On Digital Minimalism - 0x54MUR41
http://calnewport.com/blog/2016/12/18/on-digital-minimalism/
======
adpoe
I strongly agree with Cal on this. I write software and generally spend much
of my time focusing on how to better design digital technologies of various
kinds.

But ultimately, I think that good design is typically subtractive, not
additive. The best digital products improve our lives--our lives in the
physical world--while sucking up as little of our attention, mental effort,
and personal information as possible.

I think it's only a matter of time before we see these attitudes become more
prevalent (precisely because they are controversial/reactionary), and the
general design ethos of Silicon Valley shifts as a result.

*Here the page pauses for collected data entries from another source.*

PR #295, opened 2024-05-28
feat(widget): adds option to use inherited font in the widget

mikaelbr:
Added options to enforce use of inherited font for all elements in the widget. Will allow for parent container to dictate the use of font family. If not specified, the default behaviour is to use Roboto which is the default font for the hosted planner web solution (and webshop).

```ts
    const widget = window.PlannerWeb.createWidget({
      urlBase: 'https://reiseplanlegger.example.no/',
      language: 'nn', // supports 'nb', 'nn' and 'en'

      // Optional options
      outputOverrideOptions: {
        // Inherit font from page website.
        // By default it uses Roboto as the hosted planner web solution.
        inheritFont: false,
      },
    });
```

Fixes https://github.com/AtB-AS/kundevendt/issues/18111


jonasbrunvoll (approved):
🚀

PR #324, opened 2024-08-22
refactor: initialize map on mobile devices when opened

mortennordseth:
While looking into the excessive Mapbox loads, I found that a significant majority of our users are accessing the site on mobile devices (over 65% for FRAM). On mobile devices, the map isn't displayed until the user clicks the "Open in Fullscreen" option. However, we're currently initializing the map as soon as the page loads, even though it's not visible. This PR optimizes the process by delaying the map's initialization until it is actually opened in fullscreen, which should help reduce our costs.

Part of https://github.com/AtB-AS/kundevendt/issues/18810

### DIFF
--- a/src/components/map/map.tsx
+++ b/src/components/map/map.tsx
@@ -21,6 +21,7 @@ import { useMapLegs } from './use-map-legs';
 import { and } from '@atb/utils/css';
 import { MapLegType, Position } from './types';
 import { useMapTariffZones } from './use-map-tariff-zones';
+import useMediaQuery from '@atb/utils/user-media-query';
 
 export type MapProps = {
   layer?: string;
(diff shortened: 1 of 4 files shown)


adriansberg (approved):
LGTM

adriansberg (commented):
Don't know if this is an issue or not, but if you load the page with a small screen (<650px wide) the map is not initialized and then increase the page width, the map won't be initialized and there is no way to initialize it other than reloading the page. Probably an edge case that is non-critical.

mortennordseth:
> Don't know if this is an issue or not, but if you load the page with a small screen (<650px wide) the map is not initialized and then increase the page width, the map won't be initialized and there is no way to initialize it other than reloading the page. Probably an edge case that is non-critical.

True, most likely an edge case, but I see no reason to not fix it so I did 👍

adriansberg (approved):

PR #320, opened 2024-08-13
feat: extend notices to inform users about the need to contact the relevant authorities to carry out certain trips

jonasbrunvoll:
Closes https://github.com/AtB-AS/kundevendt/issues/4203

### Background
It seems that the app is currently not handling notices on the EstimatedCall on which a trip ends: https://github.com/AtB-AS/mittatb-app/blob/51ea34a7b69f8aca381aac5ffc94fa36a88086ae/src/travel-details-screens/utils.ts#L44-L50

#### Illustrations
<details>
<summary>screenshots/video/figma</summary>
Skjermbilde 2024-08-13 kl  14 58 32
Skjermbilde 2024-08-13 kl  14 58 40
</details>

### Proposed solution
To solve, we should probably extend the code above to also include notices from ToEstimatedCall.

### Acceptance Criteria
- [ ] Notices from estimated call are displayed. 

### Test input
- [ ] Tromsø Prostneset hurtigbåtkai - Lauksundskaret ferjekai
- [ ] Terråk hurtigbåtkai - Skotnes hurtigbåtkai

PR #325, opened 2024-08-22
Revert "Extend notifications to include behovsanlop. (#320)"

mortennordseth:
This reverts commit 94660fd36fa5a6fb73490aa5e897d78d488104b4.

Reverting this because of changes to where we should display the messages (see PR in app) and we need to do a planner-web release (https://github.com/AtB-AS/kundevendt/issues/4203)


adriansberg (approved):
Some of these changes will probably be re-added when the updated implementation is made 👍

PR #326, opened 2024-08-23
feat: show destination display via information

mortennordseth:
We're currently not using the via information found in the destination display object and are therefore giving different information than in the app. This updates the line names for the departure and departure details pages. 

<details>

image

image

</details>

### DIFF
--- a/src/page-modules/departures/__tests__/service-journey-data.fixture.ts
+++ b/src/page-modules/departures/__tests__/service-journey-data.fixture.ts
@@ -20,8 +20,8 @@ export const serviceJourneyFixture: ServiceJourneyData = {
       cancellation: false,
       date: '2023-11-10',
       destinationDisplay: {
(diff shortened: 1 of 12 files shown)


src/page-modules/departures/__tests__/service-journey-data.fixture.ts
```diff
@@ -21,6 +21,7 @@ export const serviceJourneyFixture: ServiceJourneyData = {
       date: '2023-11-10',
       destinationDisplay: {
         frontText: 'Vestlia via sentrum-Othilienborg',
```
adriansberg, line 23: Shouldn't this via text be in the `via` array?

mortennordseth: Fixed

adriansberg (approved):

PR #327, opened 2024-08-26
feat: add logic to interact with with contact api.

jonasbrunvoll:
- Added logic to interact with contact API.
- `handlerWithContactFormClient` was created to more easily retrieve information through the jouneryPlanner api later.


mortennordseth (approved):
Looking good 🙌

PR #329, opened 2024-08-29
chore: add initialize map log event

mortennordseth:
Add new log event to further investigate excessive Mapbox loads.

Part of https://github.com/AtB-AS/kundevendt/issues/18810


adriansberg (approved):
:shipit:

PR #331, opened 2024-08-30
feat: add contact section card component

jonasbrunvoll:
Component to display the content of a form. The content is set through children props.


src/page-modules/contact/components/section-card/section-card.module.css
```diff
@@ -0,0 +1,6 @@
+.container {
+  background-color: var(--static-background-background_0-background);
```
mortennordseth, line 2: Could consider adding `color` to have the correct text color

mortennordseth (approved):

PR #339, opened 2024-09-11
feat: ticket-control api endpoint

mortennordseth:
Updated the contact API to have a ticket-control specific API endpoint and updated the data structure. This needs to be fine-tuned later, but works for now


jonasbrunvoll (approved):
Nice😎

PR #347, opened 2024-09-20
feat: file attachments

mortennordseth:
This includes a new input for files that is used by the complaint and feedback form.


jonasbrunvoll (approved):
Looks good🚀

PR #353, opened 2024-09-25
chore: rewrite ticket control to use one state machine for all forms

jonasbrunvoll:
This PR includes the following:
- Rewrite ticket control to use one state machine to handle fee complaint form, feedback form and postpone payment form. 
- Rewrite `commonInputValidation` to retrieve a list of errorMessages. 
  

### Tested:
- [ ] All three forms are posted successfully on submit.    
- [ ] Tested that the correct validation of the input fields appear on submit if missing.


src/page-modules/contact/validation/commonInputValidator.ts
```diff
@@ -139,11 +139,7 @@ export const commonInputValidator = (context: any) => {
     ),
   );
 
-  // Populate context.errorMessages
-  context.errorMessages = inputErrorMessages;
-
-  // Return false if any error
-  return Object.keys(context.errorMessages).length > 0 ? false : true;
+  return inputErrorMessages;
```
mortennordseth, line 142: I think you need to update the travel-guarantee form with this change?

mortennordseth (approved):

src/page-modules/contact/validation/commonInputValidator.ts
jonasbrunvoll: Yes, i will update it👍

PR #354, opened 2024-09-25
fix: page header styling and contact layout

mortennordseth:
I've refactored the header to not use bold typo, have the contact page link to the right and added a "back to travel search" button for the contact layout. 

image


jonasbrunvoll (approved):
Looks good🚀

PR #358, opened 2024-09-26
feat: success and error handling

mortennordseth:
When a form is successfully submitted, we navigate the user to /contact/success; if it fails, we navigate to /contact/error. While submitting we disable the submit button and add a loading indicator.


jonasbrunvoll (approved):
Looks good🚀

PR #359, opened 2024-09-26
fix: button display

jonasbrunvoll:
This PR includes:

- The logic inside `ON_INPUT_CHANGE` is update so that `agreesSecondAgreement` is automatically set to `false` whenever `agreesFirstAgreement` is set to `false`.

- A new condition is added to control the visibility of the submit button.

### DIFF
--- a/src/page-modules/contact/ticket-control/forms/feeComplaintForm.tsx
+++ b/src/page-modules/contact/ticket-control/forms/feeComplaintForm.tsx
@@ -16,65 +16,28 @@ type FeeComplaintFormProps = {
   send: (event: typeof ticketControlFormEvents) => void;
 };
 
-export const FeeComplaintForm = ({ state, send }: FeeComplaintFormProps) => {
-  const { t } = useTranslation();
+type FirstAgreementProps = FeeComplaintFormProps;
 
-  const FirstAgreement = () => {
-    return (
-      <SectionCard
-        title={t(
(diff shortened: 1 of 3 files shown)


src/page-modules/contact/ticket-control/forms/feeComplaintForm.tsx
```diff
@@ -16,423 +16,425 @@ type FeeComplaintFormProps = {
   send: (event: typeof ticketControlFormEvents) => void;
 };
 
-export const FeeComplaintForm = ({ state, send }: FeeComplaintFormProps) => {
-  const { t } = useTranslation();
+type FirstAgreementProps = FeeComplaintFormProps;
```
mortennordseth, line 19: I think you should use TypeScript Pick here so that it's possible to add properties to FeeComplaintForm and not FirstAgreementProps

src/page-modules/contact/ticket-control/index.tsx
```diff
@@ -61,7 +65,7 @@ const TicketControlPageContent = () => {
       {state.context.formType === 'postponePayment' && (
         <PostponePaymentForm state={state} send={send} />
       )}
-      {state.context.formType && (
+      {displayButton && (
```
mortennordseth, line 68:
```suggestion
      {displaySubmitButton && (
```

mortennordseth (approved):

PR #209, opened 2022-11-10
Show if a decision was recond/amended by another decision

dhaselhan:
* Add UI to indicate if a decisions has been modified or amended


mhuseinov (approved):
👍

PR #210, opened 2022-11-14
Rename Amendment -> Modification

dhaselhan:


alcs-api/src/board/board.controller.ts
```diff
@@ -60,9 +60,9 @@ export class BoardController {
       planningReviews = await this.planningReviewService.getCards();
     }
 
-    let amendments: ApplicationAmendment[] = [];
+    let modifications: ApplicationModification[] = [];
     if (boardCode === 'ceo') {
```
mhuseinov, line 64: We need gradually get rid of hardcoded values and switch to enums.

alcs-api/src/common/automapper/reconsideration.automapper.profile.ts
```diff
@@ -88,6 +88,10 @@ export class ReconsiderationProfile extends AutomapperProfile {
           (a) => a.card,
           mapFrom((rd) => this.mapper.map(rd.card, Card, CardDto)),
         ),
+        forMember(
```
mhuseinov, line 91: Do you really need this one? Docs mentions that automapper is able to understand boolean | null

alcs-frontend/src/app/features/application/decision/decision-dialog/decision-dialog.component.ts
```diff
@@ -246,7 +246,7 @@ export class DecisionDialogComponent implements OnInit {
   }
 
   onSelectPostDecision(postDecision: { type: string }) {
-    if (postDecision.type === 'amendment') {
+    if (postDecision.type === 'modification') {
```
mhuseinov, line 249: maybe an enum for this?

alcs-frontend/src/app/features/application/decision/decision.component.scss
```diff
@@ -46,7 +46,7 @@ section {
     background: $accent-color;
   }
 
-  &.amendment {
+  &.modification {
```
mhuseinov, line 49: 👍

mhuseinov (approved):

alcs-api/src/board/board.controller.ts
dhaselhan: Added enum for board codes

alcs-frontend/src/app/features/application/decision/decision-dialog/decision-dialog.component.ts
dhaselhan: Good call, cleaned up

alcs-api/src/common/automapper/reconsideration.automapper.profile.ts
dhaselhan: Yes, without this it is no longer mapping and doesnt return the property at all.

PR #224, opened 2022-11-22
update meeting sorting, fix inline edit on decision

mhuseinov:
- fixed inline edit on decision meeting
- changed scheduled discussion sorting

### DIFF
--- a/alcs-api/src/decision/application-decision/application-decision.service.ts
+++ b/alcs-api/src/decision/application-decision/application-decision.service.ts
@@ -154,8 +154,10 @@ export class ApplicationDecisionService {
     await this.validateDecisionChanges(updateDto);
 
     if (
-      existingDecision.resolutionNumber !== updateDto.resolutionNumber ||
-      existingDecision.resolutionYear !== updateDto.resolutionYear
+      updateDto.resolutionNumber &&
+      updateDto.resolutionYear &&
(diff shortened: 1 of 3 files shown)


alcs-api/src/decision/application-decision/application-decision.service.ts
```diff
@@ -154,8 +154,10 @@ export class ApplicationDecisionService {
     await this.validateDecisionChanges(updateDto);
 
     if (
-      existingDecision.resolutionNumber !== updateDto.resolutionNumber ||
-      existingDecision.resolutionYear !== updateDto.resolutionYear
+      updateDto.resolutionNumber &&
+      updateDto.resolutionYear &&
+      (existingDecision.resolutionNumber !== updateDto.resolutionNumber ||
+        existingDecision.resolutionYear !== updateDto.resolutionYear)
```
dhaselhan, line 160: Does this additional check do anything? If the updateDto.resolutionNumber or resolutionYear was undefined it would not equal the numbers in resolutionNumber/resolutionYear.

dhaselhan (approved):
LGTM 👍

alcs-api/src/decision/application-decision/application-decision.service.ts
mhuseinov: yep, the validate function does not care about the undefined values. Since the typeorm ignores the undefined value on update we do not need to run validation against it

PR #227, opened 2022-11-23
Add Portal Frontend

dhaselhan:
* Add Portal frontend and hook up to Auth
* Create header, footer, home page, login page


portal-frontend/src/app/shared/footer/footer.component.html
```diff
@@ -0,0 +1,11 @@
+<footer>
+  <div>
+    Provincial Agricultural Land Commission © 2022
```
mhuseinov, line 3: Lets make year populate dynamically

portal-frontend/src/app/shared/footer/footer.component.scss
```diff
@@ -0,0 +1,24 @@
+@import '../../../styles/colors.scss';
+@import '../../../styles/typography.scss';
+
```
mhuseinov, line 3: I guess we will adjust these once we get WCAG requirements

portal-frontend/src/app/shared/utils/date-format.ts
```diff
@@ -0,0 +1,16 @@
...
+    dateInput: 'DD.MM.YYYY',
+  },
+  display: {
+    dateInput: environment.dateFormat,
+    monthYearLabel: 'YYYY',
+    dateA11yLabel: 'LL',
+    monthYearA11yLabel: 'YYYY',
+    monthLabel: 'MMM',
+    monthDayLabel: 'MMM-DD',
+    popupHeaderDateLabel: 'YYYY-MMM-DD',
```
mhuseinov, line 14: now I wonder if we need to avoid using the '-' in date due to JS specification

portal-frontend/src/styles/typography.scss
```diff
@@ -0,0 +1,65 @@
+@import '@bcgov/bc-sans/css/BCSans.css';
```
mhuseinov, line 1: Could you add comment somewhere that we need to use relative values in typography

portal-frontend/src/app/shared/footer/footer.component.html
dhaselhan: Done!

portal-frontend/src/styles/typography.scss
dhaselhan: Done! Added a comment above the first h1

mhuseinov (approved):

PR #234, opened 2022-11-29
update resolution number type

mhuseinov:


dhaselhan (approved):
LGTM 👍 
As long as the migration is not already on main.

mhuseinov:
create-portal is not merged yet, so I do not think so

PR #239, opened 2022-11-30
Load Local Governments from Redis for Portal

dhaselhan:
* Add Redis Service to Portal
* Load Local Governments into Redis on ACLS Local Government Service Init
* Fetch Local Governments from Redis on Portal Side
* Remove form validation so empty application can be updated
* Split Update and Attach Document into two separate endpoints
* Add Toasts to Portal for Success/Failure


portal-frontend/src/app/features/edit-application/edit-application.component.ts
```diff
@@ -71,26 +70,38 @@ export class EditApplicationComponent implements OnInit {
...
+          this.localGovernment.setErrors({
+            invalid: true,
+          });
+          return;
+        }
+      }
+
+      await this.applicationService.updatePending(this.fileId, {
+        applicant: this.applicantName.getRawValue(),
+        localGovernmentUuid: localGovernment ? localGovernment.uuid : undefined,
```
mhuseinov, line 89: Maybe localGovernment?.uuid ?

portal-frontend/src/app/features/edit-application/edit-application.component.ts
```diff
@@ -71,26 +70,38 @@ export class EditApplicationComponent implements OnInit {
...
   async onSubmit() {
-    //RUN FORM VALIDATION
+    this.applicantName.setValidators([Validators.required]);
+    this.applicantName.updateValueAndValidity();
+
+    this.localGovernment.setValidators([Validators.required]);
+    this.localGovernment.updateValueAndValidity();
+
+    if (this.firstForm.valid) {
+      alert('App Submitted');
```
mhuseinov, line 103: is it for debugging?

portal-frontend/src/app/services/application/application.service.ts
```diff
@@ -10,37 +11,45 @@ import { ApplicationDto, UpdateApplicationDto } from './application.dto';
...
 
-  constructor(private httpClient: HttpClient) {}
+  constructor(private httpClient: HttpClient, private toastService: ToastService) {}
 
   async create() {
     try {
       return firstValueFrom(this.httpClient.post<{ fileId: string }>(`${this.serviceUrl}`, {}));
     } catch (e) {
-      //Do something
+      this.toastService.showErrorToast('Failed to create Application, please try again later');
```
mhuseinov, line 20: Looks like 'throw e;' is missing in the service.  If an error happens it will not stop the follow-up logic execute, is it intentional?

portal-frontend/src/app/services/toast/toast.service.ts
```diff
@@ -0,0 +1,32 @@
+import { Injectable } from '@angular/core';
+import { MatSnackBar } from '@angular/material/snack-bar';
+
+@Injectable({
+  providedIn: 'root',
+})
+export class ToastService {
+  constructor(private snackBar: MatSnackBar) {}
+
+  private TOAST_DURATION = 3000;
```
mhuseinov, line 10: Not in the scope of this ticket. I do not remember for sure, but I think, based on WCAG these durations must be adjustable by a user.

services/apps/portal/src/application/application.controller.ts
```diff
@@ -49,14 +52,37 @@ export class ApplicationController {
...
+    @Req() req,
+  ) {
+    //Verify User has Access
+    const existingApplication = this.applicationService.getByFileId(
+      fileId,
+      req.user.entity,
+    );
+
+    if (!existingApplication) {
+      throw new Error('Failed to find application with given File ID and User');
```
mhuseinov, line 67: Maybe ServiceNotFoundException instead of Error?

services/apps/portal/src/application/application.entity.ts
```diff
@@ -37,20 +37,21 @@ export class Application extends BaseEntity {
   @UpdateDateColumn({ type: 'timestamptz' })
   updatedAt: Date;
 
-  @AutoMap()
+  @AutoMap(() => String)
```
mhuseinov, line 40: 👍

portal-frontend/src/app/features/edit-application/edit-application.component.ts
dhaselhan: Kind of, this will eventually do something else but I wanted something to show when it passed and alert was the easiest thing.

portal-frontend/src/app/services/application/application.service.ts
dhaselhan: Any callers to this function will get the type Application | undefined and will need to handle the undefined case. Since this is showing an error toast it made more sense not to re-throw. We could alternatively have it not have any try catch and rely on anyone calling it to try/catch and show the error toast.

portal-frontend/src/app/features/edit-application/edit-application.component.ts
dhaselhan: Good idea, done!

services/apps/portal/src/application/application.controller.ts
dhaselhan: Done!

portal-frontend/src/app/services/application/application.service.ts
mhuseinov: I think it is fine for now, we probably will revisit this once we get the actual use case. As for me, it is more like what happens, for example with the get list endpoint that returns [] on an error and [] if there are no data to return so the result is not clear in that case. 
As for me, ideally, service methods can show generic errors related to their actions, and client that calls them can override those based on the requirements.

mhuseinov (approved):

portal-frontend/src/app/services/application/application.service.ts
dhaselhan: Yeah its kinda a stuck in between situation, in some cases its nice to have the service catch and show the toast so that we dont need to duplicate it in everyone calling it, but sometimes we need to override it and show a warning or have other behaviour. I think in this case we would need a safe version that returns Application | undefined and an unsafe version that throws the exception and relies on the callee to catch it. Unfortunately I don't think typescript lets you specify a function that will throw an error and you should catch it.

PR #240, opened 2022-11-30
UI Fixes and Titles

dhaselhan:
* Fix search on schedule page not scrolling / highlighting
* Fix search bar not showing warning when search fails
* Add dynamic titles per page

### DIFF
--- a/alcs-frontend/src/app/shared/meeting-overview/meeting-overview.component.ts
+++ b/alcs-frontend/src/app/shared/meeting-overview/meeting-overview.component.ts
@@ -12,7 +12,7 @@ import { UserService } from '../../services/user/user.service';
 
 type MeetingWithApplications = {
   meetingDate: number;
-  applications: (UpcomingMeetingDto & { isExpanded: boolean; isHighlighted: boolean })[];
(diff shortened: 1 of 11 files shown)


alcs-frontend/src/app/shared/meeting-overview/meeting-overview.component.ts
```diff
@@ -12,7 +12,7 @@ import { UserService } from '../../services/user/user.service';
 
 type MeetingWithApplications = {
   meetingDate: number;
-  applications: (UpcomingMeetingDto & { isExpanded: boolean; isHighlighted: boolean })[];
```
mhuseinov, line 15: just to double check, is it still expands and scrolls to meeting using the search feature

mhuseinov (approved):

alcs-frontend/src/app/shared/meeting-overview/meeting-overview.component.ts
dhaselhan: yep! It's just that applications themselves can't be expanded anymore so there is no need to keep a isExpanded boolean for them.

PR #241, opened 2022-11-30
Automapper Cleanup

dhaselhan:
* Add () => Boolean to remove need to manually map, same with string


services/apps/alcs/src/common/automapper/application-subtask.automapper.profile.ts
```diff
@@ -47,9 +45,7 @@ export class ApplicationSubtaskProfile extends AutomapperProfile {
         HomepageSubtaskDTO,
         forMember(
           (a) => a.completedAt,
-          mapFrom((ad) =>
-            ad.completedAt ? ad.completedAt.getTime() : undefined,
-          ),
+          mapFrom((ad) => ad.completedAt?.getTime()),
```
mhuseinov, line 48: Not sure, but I think the previous version would prevent deleting data from db if completedAt is sent as null, where the current will allow that.

mhuseinov (approved):

PR #242, opened 2022-12-01
Change ALCS Frontend to use Jest

dhaselhan:
* Migrate tests to use createMock
* Update expects as needed
* Add NO_ERRORS_SCHEMA to prevent warnings about child components
* With esModuleInterop: true, fix moment imports by removing * as


mhuseinov (approved):
in comparison this looks so much better

PR #245, opened 2022-12-05
Add file upload

dhaselhan:
* Set meeting scroll to center element

### DIFF
--- a/services/apps/alcs/src/document/document.service.ts
+++ b/services/apps/alcs/src/document/document.service.ts
@@ -1,5 +1,4 @@
 import {
-  DeleteObjectCommand,
   GetObjectCommand,
   PutObjectCommand,
   S3Client,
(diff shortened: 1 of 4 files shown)


services/apps/alcs/src/document/document.service.ts
```diff
@@ -63,6 +62,19 @@ export class DocumentService {
...
+  getUploadUrl(filePath: string) {
+    const fileKey = `${filePath}/${v4()}`;
+    const command = new PutObjectCommand({
+      Bucket: this.bucket,
+      Key: fileKey,
+      ACL: 'bucket-owner-full-control',
+    });
+
+    return getSignedUrl(this.dataStore, command, {
+      expiresIn: 60,
```
mhuseinov, line 74: I think expiration should go to config

mhuseinov (approved):

services/apps/alcs/src/document/document.service.ts
dhaselhan: Done!

PR #247, opened 2022-12-05
Hide Decision Released Cards

dhaselhan:
* Do not show in meetings view


services/apps/alcs/src/decision/application-decision-meeting/application-decision-meeting.service.ts
```diff
@@ -72,6 +72,7 @@ export class ApplicationDecisionMeetingService {
       .innerJoin('meeting.application', 'application')
       .innerJoin('application.reconsiderations', 'reconsideration')
       .innerJoin('reconsideration.card', 'card')
+      .where("card.status_code != 'RELE'")
```
mhuseinov, line 75: Is it worth moving 'card.status_code != 'RELE' ' into constant and use at both places?

mhuseinov (approved):

PR #1096, opened 2023-10-25
Use add/remove Validators for PID

dhaselhan:
* Set validators and remove validators was clearing the format validator as well as required
* Update code to use add/remove so the format validator remains on parcel / form changes


sandratoh (approved):
LGTM 👍

PR #1100, opened 2023-10-26
Portal Proposal Fixes

dhaselhan:
* Add error class to parcel error so it gets scrolled to
* Update logic for toggling the file uploads for ROSO and PFRS to also update the other ones correctly
* Add backend validation for SUBD Proposals including lot size


sandratoh (approved):
LGTM 👍

PR #1115, opened 2023-10-31
NOI COALESCE on update for fee_paid_date

mhuseinov:
- do not override ALCS values with OATS NULL
- validation script


lstod (approved):
💯

PR #1121, opened 2023-10-31
Add Email Template for Covenants

dhaselhan:
* TURP and COVE use same government template so renamed to no-review template


sandratoh (approved):
LGTM 👍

One of the key tensions of the near future may be between minimalism and
maximalism in this way: should we throw more and _more_ computation power at
every single "problem", brute-forcing a solution to each for its own sake? Or
should we optimize, and find the smallest, least intrusive, most elegant and
simplest solution? I know which one sounds better to me. But will that drive
business revenue? We'll see.

Perhaps more importantly though, at a certain point--by creating so much
digital detritus and complexity, our brute-force solutions and ever-present
computation create a new set of problems (such as the need to filter
information aggressively to get any useful value from it--which is what
minimalism is all about). So maybe this is just the realization of that. We
need a new layer on top of the computation infrastructure to __reduce__, to
complete our maximalist designs. Either way, interesting.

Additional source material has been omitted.